Data for analysis below:

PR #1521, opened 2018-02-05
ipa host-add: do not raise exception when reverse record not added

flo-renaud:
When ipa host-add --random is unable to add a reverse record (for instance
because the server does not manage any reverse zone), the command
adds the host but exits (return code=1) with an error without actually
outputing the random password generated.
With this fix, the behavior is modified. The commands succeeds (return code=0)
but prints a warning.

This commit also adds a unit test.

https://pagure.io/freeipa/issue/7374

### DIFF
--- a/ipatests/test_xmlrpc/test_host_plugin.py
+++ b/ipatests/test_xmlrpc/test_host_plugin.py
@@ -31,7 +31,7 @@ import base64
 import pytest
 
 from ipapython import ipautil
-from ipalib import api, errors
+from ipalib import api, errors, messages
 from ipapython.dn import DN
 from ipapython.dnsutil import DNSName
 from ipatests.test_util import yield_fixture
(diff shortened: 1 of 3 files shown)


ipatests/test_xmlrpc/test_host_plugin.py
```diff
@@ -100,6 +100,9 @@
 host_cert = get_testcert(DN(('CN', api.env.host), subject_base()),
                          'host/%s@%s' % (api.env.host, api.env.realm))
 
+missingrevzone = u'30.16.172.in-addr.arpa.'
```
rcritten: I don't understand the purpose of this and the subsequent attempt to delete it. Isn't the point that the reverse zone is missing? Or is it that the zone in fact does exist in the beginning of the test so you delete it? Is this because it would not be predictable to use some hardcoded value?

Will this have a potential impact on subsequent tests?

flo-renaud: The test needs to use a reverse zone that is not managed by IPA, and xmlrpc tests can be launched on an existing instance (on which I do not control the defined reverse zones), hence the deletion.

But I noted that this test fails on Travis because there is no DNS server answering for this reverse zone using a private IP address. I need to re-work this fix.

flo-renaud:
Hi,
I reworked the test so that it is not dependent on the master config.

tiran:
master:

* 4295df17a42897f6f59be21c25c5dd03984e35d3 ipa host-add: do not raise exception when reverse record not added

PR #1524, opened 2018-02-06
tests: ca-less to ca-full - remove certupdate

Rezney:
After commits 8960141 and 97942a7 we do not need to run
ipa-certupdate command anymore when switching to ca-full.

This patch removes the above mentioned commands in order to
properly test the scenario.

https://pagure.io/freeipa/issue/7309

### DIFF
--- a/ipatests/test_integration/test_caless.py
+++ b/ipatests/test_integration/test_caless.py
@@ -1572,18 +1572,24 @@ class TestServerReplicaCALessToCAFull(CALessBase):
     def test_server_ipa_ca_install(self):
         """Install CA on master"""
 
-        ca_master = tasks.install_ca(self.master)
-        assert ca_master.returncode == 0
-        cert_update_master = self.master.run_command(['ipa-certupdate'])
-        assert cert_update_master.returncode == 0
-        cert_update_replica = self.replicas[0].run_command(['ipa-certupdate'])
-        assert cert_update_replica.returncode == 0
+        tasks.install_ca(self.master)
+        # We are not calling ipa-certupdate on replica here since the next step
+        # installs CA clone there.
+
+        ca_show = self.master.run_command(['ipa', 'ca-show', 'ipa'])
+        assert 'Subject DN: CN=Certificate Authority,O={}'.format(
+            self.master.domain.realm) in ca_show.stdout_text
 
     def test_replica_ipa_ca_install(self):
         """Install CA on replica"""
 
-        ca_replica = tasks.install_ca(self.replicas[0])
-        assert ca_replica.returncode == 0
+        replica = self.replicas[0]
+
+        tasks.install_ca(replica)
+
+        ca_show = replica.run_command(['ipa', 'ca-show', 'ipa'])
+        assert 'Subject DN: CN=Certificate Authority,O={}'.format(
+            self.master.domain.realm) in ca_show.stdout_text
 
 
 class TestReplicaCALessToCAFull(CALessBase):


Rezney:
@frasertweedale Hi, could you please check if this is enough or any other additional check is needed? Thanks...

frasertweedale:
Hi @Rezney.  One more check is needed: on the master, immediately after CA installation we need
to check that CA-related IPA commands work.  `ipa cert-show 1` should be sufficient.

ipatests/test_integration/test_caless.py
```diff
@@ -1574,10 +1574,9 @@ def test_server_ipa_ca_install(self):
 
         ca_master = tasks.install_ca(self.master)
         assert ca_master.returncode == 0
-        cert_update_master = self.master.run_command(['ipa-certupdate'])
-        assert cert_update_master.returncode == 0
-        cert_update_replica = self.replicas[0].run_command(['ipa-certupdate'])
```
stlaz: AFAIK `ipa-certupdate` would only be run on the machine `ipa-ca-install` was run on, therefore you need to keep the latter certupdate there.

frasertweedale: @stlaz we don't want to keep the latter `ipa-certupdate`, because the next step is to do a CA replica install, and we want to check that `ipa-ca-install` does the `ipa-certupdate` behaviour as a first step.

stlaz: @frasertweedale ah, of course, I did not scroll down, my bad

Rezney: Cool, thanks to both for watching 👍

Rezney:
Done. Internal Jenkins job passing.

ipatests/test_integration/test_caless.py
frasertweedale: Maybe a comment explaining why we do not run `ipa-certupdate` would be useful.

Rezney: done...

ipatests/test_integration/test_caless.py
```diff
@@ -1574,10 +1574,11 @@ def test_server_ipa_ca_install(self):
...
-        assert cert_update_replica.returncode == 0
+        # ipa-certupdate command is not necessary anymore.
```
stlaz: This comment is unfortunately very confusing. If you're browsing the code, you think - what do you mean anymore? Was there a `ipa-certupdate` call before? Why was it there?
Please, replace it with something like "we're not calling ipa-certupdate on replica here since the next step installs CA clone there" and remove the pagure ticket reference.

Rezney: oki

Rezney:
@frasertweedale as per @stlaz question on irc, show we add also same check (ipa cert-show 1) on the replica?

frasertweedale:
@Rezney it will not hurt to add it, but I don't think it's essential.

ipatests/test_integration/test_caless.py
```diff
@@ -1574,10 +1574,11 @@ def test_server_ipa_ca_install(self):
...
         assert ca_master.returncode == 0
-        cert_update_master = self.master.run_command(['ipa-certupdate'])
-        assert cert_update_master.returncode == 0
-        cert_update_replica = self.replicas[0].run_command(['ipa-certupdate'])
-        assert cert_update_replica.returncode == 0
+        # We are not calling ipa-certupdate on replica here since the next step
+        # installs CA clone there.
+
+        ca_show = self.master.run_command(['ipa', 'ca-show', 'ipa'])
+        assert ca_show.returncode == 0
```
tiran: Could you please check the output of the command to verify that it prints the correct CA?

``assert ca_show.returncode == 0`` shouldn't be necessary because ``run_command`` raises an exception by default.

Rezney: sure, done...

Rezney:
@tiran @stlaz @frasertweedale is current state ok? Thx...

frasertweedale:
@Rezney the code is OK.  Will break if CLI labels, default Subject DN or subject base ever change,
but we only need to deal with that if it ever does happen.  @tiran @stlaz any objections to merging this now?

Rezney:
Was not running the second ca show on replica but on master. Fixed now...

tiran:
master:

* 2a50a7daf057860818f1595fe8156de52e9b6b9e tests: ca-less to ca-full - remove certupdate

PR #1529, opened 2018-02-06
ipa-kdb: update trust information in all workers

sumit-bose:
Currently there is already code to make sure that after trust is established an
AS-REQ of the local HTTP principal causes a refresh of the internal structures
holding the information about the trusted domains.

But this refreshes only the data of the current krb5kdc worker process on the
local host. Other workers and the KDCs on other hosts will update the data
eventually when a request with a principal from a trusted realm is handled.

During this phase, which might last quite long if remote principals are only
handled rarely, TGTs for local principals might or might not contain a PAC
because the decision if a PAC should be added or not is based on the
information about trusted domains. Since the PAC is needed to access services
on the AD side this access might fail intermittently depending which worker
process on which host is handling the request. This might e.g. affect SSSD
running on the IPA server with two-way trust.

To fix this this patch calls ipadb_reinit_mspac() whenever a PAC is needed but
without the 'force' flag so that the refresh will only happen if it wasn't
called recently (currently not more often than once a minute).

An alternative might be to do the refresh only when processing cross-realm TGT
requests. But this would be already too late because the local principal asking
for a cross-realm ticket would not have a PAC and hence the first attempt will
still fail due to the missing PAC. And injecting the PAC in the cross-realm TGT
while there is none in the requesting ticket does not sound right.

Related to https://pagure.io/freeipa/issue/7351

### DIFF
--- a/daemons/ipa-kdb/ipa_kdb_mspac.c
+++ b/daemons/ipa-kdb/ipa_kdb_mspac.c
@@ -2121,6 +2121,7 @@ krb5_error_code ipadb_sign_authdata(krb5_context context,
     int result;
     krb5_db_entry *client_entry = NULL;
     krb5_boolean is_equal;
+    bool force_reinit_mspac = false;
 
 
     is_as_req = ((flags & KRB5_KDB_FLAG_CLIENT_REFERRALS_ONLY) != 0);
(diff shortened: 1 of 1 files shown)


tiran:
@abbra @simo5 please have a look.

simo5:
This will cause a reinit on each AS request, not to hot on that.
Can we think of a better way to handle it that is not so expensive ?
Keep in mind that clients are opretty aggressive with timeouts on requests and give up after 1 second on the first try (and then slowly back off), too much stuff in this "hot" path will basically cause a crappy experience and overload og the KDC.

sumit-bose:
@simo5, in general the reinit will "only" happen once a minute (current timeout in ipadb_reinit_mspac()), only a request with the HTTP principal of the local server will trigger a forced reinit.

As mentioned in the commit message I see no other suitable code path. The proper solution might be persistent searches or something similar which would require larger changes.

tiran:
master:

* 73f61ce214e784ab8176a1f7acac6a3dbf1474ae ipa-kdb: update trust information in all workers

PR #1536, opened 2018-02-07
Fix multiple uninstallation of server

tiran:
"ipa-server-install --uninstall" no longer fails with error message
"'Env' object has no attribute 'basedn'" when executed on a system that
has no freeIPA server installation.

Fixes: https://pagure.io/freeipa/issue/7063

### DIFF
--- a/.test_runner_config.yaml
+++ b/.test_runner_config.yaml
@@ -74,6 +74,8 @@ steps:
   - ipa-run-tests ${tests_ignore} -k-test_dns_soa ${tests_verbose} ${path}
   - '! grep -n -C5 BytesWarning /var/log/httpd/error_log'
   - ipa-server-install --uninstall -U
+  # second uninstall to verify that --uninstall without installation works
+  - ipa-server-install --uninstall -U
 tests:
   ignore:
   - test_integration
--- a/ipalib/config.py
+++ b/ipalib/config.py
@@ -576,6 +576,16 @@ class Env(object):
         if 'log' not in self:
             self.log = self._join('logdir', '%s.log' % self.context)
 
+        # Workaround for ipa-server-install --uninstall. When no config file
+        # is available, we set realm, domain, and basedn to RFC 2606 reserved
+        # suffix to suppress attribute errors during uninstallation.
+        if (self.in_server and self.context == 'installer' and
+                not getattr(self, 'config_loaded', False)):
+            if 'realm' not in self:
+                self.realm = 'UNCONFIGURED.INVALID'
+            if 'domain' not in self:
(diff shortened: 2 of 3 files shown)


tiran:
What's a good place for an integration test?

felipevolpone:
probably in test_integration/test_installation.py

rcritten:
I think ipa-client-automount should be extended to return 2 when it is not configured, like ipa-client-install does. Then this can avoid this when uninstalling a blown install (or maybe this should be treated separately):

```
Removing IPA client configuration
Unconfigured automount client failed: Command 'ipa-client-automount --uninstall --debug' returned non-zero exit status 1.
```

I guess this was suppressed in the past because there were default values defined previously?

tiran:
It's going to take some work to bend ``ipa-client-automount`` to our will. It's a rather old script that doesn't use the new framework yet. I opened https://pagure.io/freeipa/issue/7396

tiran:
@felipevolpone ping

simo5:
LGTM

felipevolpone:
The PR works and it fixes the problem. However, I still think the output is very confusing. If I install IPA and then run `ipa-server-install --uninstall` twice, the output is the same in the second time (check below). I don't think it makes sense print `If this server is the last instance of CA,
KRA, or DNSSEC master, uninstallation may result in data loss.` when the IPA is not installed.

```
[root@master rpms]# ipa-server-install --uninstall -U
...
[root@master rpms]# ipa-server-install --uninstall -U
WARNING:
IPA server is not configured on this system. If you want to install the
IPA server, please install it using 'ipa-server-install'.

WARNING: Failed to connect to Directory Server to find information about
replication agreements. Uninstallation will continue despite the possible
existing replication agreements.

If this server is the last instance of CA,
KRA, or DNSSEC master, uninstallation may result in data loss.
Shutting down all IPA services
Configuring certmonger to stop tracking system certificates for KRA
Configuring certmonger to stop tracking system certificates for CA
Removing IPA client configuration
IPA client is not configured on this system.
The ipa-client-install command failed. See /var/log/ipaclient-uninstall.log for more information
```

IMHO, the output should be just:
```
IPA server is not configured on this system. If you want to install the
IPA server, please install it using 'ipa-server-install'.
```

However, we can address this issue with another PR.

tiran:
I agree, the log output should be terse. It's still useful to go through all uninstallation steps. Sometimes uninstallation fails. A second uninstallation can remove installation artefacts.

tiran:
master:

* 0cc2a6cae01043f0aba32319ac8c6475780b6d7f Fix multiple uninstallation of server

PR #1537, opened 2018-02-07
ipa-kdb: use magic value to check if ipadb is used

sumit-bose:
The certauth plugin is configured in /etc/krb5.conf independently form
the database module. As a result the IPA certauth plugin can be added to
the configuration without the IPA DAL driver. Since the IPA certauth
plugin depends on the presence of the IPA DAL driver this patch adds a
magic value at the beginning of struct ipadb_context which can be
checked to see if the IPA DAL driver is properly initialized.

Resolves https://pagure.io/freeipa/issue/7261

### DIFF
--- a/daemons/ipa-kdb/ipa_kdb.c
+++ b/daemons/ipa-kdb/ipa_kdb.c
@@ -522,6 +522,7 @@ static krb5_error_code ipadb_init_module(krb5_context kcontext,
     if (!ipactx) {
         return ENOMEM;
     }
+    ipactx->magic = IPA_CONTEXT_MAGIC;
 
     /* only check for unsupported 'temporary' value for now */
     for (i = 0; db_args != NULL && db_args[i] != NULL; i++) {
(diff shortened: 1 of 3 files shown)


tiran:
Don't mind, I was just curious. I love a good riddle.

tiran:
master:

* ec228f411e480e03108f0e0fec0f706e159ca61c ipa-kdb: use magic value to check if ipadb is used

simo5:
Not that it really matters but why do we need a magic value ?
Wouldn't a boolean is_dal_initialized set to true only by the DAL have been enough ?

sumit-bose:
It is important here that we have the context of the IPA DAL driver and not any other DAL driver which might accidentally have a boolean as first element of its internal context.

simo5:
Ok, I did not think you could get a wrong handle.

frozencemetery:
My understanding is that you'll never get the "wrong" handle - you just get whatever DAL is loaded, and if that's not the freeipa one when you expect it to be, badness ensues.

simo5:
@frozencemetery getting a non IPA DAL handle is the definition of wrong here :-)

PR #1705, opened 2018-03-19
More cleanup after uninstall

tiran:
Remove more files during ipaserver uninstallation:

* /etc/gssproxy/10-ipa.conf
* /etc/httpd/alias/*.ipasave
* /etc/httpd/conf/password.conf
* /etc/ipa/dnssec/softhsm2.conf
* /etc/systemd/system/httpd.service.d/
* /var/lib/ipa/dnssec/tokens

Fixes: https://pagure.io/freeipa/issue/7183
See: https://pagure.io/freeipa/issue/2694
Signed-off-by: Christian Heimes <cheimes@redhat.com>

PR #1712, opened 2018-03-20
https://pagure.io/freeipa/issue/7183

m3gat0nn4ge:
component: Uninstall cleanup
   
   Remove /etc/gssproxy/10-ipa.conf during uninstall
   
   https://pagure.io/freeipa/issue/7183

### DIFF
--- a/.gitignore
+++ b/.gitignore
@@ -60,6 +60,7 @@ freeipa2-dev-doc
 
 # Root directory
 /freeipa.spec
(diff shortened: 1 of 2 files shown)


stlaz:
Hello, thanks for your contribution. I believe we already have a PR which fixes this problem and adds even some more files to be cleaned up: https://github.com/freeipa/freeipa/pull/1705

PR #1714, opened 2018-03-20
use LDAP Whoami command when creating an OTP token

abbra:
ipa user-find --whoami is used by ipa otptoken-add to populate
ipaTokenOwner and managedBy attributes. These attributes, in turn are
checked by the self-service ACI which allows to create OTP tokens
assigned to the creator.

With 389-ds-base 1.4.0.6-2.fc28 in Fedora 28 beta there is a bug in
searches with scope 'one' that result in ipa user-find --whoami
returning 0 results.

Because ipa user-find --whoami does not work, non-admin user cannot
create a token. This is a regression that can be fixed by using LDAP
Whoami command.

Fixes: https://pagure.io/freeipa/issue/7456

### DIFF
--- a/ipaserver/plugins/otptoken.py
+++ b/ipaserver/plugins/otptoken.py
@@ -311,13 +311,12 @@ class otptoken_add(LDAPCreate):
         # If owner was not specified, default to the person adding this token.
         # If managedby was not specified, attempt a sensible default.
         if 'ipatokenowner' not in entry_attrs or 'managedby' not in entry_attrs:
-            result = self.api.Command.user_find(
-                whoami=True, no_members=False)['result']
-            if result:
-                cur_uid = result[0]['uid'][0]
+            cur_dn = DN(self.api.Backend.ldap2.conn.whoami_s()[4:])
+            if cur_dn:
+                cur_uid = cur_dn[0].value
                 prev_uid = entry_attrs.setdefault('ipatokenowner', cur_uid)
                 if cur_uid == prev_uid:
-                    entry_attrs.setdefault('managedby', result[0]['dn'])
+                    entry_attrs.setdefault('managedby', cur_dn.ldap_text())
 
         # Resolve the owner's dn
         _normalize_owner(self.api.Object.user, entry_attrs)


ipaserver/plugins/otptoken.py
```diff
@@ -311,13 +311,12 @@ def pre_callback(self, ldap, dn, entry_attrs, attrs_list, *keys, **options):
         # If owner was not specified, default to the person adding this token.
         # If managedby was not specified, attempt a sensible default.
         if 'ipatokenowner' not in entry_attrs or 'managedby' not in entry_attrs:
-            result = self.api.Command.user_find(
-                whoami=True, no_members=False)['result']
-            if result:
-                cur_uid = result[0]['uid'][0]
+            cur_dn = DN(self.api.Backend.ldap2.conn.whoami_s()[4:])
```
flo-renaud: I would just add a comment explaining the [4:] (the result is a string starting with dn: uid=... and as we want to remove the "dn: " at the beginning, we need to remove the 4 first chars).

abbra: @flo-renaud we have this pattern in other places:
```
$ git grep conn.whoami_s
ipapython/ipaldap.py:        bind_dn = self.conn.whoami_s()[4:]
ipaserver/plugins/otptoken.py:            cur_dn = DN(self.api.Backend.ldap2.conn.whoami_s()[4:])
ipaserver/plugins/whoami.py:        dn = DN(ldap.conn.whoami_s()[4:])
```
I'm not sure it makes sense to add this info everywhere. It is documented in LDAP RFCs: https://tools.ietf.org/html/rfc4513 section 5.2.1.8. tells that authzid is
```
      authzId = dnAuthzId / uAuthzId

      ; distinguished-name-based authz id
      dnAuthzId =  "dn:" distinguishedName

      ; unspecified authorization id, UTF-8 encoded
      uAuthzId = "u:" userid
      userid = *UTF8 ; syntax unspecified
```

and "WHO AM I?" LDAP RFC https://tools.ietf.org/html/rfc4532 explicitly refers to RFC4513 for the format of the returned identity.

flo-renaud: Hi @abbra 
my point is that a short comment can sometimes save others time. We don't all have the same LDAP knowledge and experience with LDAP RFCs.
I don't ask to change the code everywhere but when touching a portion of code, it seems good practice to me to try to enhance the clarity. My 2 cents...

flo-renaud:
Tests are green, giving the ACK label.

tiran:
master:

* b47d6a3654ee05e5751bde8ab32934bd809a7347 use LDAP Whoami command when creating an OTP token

End of Data for analysis.

What to produce
Could you retype exactly the lines from the first one of the records through the line containing "because the server", both included, and nothing more?

Expected answer
PR #1521, opened 2018-02-05
ipa host-add: do not raise exception when reverse record not added

flo-renaud:
When ipa host-add --random is unable to add a reverse record (for instance
because the server does not manage any reverse zone), the command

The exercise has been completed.